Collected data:
Start of Block

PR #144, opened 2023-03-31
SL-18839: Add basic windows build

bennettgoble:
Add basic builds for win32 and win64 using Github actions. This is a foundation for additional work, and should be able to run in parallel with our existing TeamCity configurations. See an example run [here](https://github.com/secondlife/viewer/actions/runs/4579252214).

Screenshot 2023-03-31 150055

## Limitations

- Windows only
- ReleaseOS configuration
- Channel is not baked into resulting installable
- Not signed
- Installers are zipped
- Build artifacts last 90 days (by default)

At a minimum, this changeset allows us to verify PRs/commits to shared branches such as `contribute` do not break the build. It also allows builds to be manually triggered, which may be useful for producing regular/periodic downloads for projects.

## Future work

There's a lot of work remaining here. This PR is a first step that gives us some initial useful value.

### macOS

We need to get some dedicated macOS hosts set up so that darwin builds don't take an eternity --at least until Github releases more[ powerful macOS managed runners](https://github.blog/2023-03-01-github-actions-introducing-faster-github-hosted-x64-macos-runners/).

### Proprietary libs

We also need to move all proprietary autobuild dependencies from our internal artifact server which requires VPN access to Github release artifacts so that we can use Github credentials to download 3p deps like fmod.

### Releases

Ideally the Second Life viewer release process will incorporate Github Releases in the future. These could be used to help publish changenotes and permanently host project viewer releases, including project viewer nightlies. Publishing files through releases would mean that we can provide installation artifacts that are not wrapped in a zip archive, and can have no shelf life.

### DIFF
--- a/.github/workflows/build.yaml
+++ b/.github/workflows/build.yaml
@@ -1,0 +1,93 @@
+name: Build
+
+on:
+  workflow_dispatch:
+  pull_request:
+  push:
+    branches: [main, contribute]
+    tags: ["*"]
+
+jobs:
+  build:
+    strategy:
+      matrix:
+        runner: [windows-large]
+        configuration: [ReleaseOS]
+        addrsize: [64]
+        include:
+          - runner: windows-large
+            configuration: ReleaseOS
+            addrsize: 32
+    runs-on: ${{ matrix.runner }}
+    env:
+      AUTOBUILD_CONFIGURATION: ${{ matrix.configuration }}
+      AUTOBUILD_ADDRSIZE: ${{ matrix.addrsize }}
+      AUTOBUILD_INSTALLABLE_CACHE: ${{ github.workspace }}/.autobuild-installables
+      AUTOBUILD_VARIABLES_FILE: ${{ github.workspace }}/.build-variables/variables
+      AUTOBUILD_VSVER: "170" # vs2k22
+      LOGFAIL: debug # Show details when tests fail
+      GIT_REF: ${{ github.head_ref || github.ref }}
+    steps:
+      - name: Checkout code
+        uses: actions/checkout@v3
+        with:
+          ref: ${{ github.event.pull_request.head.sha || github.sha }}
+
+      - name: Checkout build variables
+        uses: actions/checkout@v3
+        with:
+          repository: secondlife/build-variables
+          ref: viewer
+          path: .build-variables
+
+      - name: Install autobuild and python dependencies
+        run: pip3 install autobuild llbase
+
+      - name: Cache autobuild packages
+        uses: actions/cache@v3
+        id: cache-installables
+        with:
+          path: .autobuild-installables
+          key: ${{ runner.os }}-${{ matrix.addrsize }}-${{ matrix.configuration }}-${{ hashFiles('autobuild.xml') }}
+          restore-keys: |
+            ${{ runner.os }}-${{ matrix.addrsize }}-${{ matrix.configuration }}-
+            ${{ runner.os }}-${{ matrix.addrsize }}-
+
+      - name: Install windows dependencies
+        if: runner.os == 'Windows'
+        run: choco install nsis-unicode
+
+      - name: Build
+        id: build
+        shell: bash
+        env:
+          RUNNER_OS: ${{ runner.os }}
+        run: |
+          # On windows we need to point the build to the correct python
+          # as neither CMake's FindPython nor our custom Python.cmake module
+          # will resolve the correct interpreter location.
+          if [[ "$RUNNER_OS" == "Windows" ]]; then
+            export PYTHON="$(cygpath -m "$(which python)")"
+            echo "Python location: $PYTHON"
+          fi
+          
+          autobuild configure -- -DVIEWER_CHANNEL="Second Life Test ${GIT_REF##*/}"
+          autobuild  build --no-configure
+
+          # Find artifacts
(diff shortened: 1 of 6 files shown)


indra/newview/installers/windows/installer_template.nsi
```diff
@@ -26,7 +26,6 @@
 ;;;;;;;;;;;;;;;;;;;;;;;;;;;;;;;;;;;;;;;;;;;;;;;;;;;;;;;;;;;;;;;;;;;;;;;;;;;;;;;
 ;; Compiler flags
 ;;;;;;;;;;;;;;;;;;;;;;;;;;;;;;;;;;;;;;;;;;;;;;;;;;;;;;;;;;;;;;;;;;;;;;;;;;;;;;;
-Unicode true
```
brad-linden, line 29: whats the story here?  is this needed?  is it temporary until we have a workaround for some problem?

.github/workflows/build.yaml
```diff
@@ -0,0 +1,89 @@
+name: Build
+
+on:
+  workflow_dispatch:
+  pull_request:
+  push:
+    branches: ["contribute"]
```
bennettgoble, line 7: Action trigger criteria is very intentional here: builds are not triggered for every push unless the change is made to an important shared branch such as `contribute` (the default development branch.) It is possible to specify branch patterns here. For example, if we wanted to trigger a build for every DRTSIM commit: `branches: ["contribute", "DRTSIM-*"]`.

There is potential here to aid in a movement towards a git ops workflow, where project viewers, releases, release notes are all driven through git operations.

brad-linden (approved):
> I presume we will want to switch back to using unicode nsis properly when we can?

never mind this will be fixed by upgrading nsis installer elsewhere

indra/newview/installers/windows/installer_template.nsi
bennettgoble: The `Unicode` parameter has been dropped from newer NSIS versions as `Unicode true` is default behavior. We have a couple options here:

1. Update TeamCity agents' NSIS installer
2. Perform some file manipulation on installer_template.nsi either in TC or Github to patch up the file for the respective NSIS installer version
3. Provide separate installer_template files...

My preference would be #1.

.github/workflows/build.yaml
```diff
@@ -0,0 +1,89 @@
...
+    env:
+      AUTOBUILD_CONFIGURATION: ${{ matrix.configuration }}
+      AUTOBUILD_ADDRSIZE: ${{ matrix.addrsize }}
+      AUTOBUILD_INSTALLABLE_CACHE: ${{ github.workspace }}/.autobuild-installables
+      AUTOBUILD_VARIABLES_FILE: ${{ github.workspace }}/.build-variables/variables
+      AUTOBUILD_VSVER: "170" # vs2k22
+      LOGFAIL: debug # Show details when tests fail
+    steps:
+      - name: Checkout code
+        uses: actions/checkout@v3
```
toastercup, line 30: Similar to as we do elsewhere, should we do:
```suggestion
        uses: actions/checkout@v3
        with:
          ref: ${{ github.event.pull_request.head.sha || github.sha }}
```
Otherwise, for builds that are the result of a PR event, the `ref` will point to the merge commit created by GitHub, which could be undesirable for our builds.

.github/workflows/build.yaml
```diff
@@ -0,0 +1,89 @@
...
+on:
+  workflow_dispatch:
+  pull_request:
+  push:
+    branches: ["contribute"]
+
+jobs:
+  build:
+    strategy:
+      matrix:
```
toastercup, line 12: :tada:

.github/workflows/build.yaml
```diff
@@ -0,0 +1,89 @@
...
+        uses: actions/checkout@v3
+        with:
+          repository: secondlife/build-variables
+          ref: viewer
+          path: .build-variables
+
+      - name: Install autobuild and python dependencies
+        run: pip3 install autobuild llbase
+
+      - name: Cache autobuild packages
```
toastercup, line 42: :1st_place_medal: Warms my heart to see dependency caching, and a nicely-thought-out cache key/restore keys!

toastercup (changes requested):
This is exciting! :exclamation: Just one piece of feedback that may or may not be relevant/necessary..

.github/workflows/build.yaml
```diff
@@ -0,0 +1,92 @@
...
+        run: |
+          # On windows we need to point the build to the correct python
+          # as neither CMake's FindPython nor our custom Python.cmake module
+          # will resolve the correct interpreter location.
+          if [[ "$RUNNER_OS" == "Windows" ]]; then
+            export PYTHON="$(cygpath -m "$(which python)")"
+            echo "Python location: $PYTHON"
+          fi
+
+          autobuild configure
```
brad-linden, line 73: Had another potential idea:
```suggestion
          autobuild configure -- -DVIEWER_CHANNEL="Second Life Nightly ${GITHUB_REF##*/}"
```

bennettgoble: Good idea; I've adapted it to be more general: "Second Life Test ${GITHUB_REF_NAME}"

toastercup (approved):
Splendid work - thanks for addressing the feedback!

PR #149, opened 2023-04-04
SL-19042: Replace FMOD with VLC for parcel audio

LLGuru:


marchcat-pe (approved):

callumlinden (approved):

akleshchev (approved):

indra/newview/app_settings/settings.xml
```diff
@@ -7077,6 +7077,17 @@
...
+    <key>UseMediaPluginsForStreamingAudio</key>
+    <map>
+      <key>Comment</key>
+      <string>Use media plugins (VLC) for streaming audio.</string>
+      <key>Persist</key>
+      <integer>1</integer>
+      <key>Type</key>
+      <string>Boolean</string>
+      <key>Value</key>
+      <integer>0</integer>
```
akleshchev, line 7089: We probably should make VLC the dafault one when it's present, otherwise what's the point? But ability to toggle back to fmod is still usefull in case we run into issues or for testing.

End of Block
Start of Block

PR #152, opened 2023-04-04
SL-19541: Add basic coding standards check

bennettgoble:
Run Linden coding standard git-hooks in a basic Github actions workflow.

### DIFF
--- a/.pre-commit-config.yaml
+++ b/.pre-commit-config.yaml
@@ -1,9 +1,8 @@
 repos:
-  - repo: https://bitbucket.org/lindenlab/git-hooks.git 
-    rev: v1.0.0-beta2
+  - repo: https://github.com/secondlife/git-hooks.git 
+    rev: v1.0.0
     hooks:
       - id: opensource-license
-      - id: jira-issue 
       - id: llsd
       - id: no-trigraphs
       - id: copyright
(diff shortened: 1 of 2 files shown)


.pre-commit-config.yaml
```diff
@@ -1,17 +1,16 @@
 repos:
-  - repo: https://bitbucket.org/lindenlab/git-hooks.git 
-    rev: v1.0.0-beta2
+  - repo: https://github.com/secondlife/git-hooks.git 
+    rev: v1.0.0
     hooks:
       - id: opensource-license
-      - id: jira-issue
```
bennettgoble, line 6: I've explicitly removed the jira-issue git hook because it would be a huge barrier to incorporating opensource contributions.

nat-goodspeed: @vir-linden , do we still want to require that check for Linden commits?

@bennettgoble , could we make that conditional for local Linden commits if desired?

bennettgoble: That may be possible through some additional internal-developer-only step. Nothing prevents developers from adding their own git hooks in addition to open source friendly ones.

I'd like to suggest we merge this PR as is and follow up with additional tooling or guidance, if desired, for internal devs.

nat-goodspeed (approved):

End of Block

## [Problem requirements]
From the records above, retype only the lines starting at the line that contains "PR #144, opened 2023-03-31" and ending at the line that contains "- Build artifacts last 90 days (by default)", both included.

## [Solution to this exercise]
PR #144, opened 2023-03-31
SL-18839: Add basic windows build

bennettgoble:
Add basic builds for win32 and win64 using Github actions. This is a foundation for additional work, and should be able to run in parallel with our existing TeamCity configurations. See an example run [here](https://github.com/secondlife/viewer/actions/runs/4579252214).

Screenshot 2023-03-31 150055

## Limitations

- Windows only
- ReleaseOS configuration
- Channel is not baked into resulting installable
- Not signed
- Installers are zipped
- Build artifacts last 90 days (by default)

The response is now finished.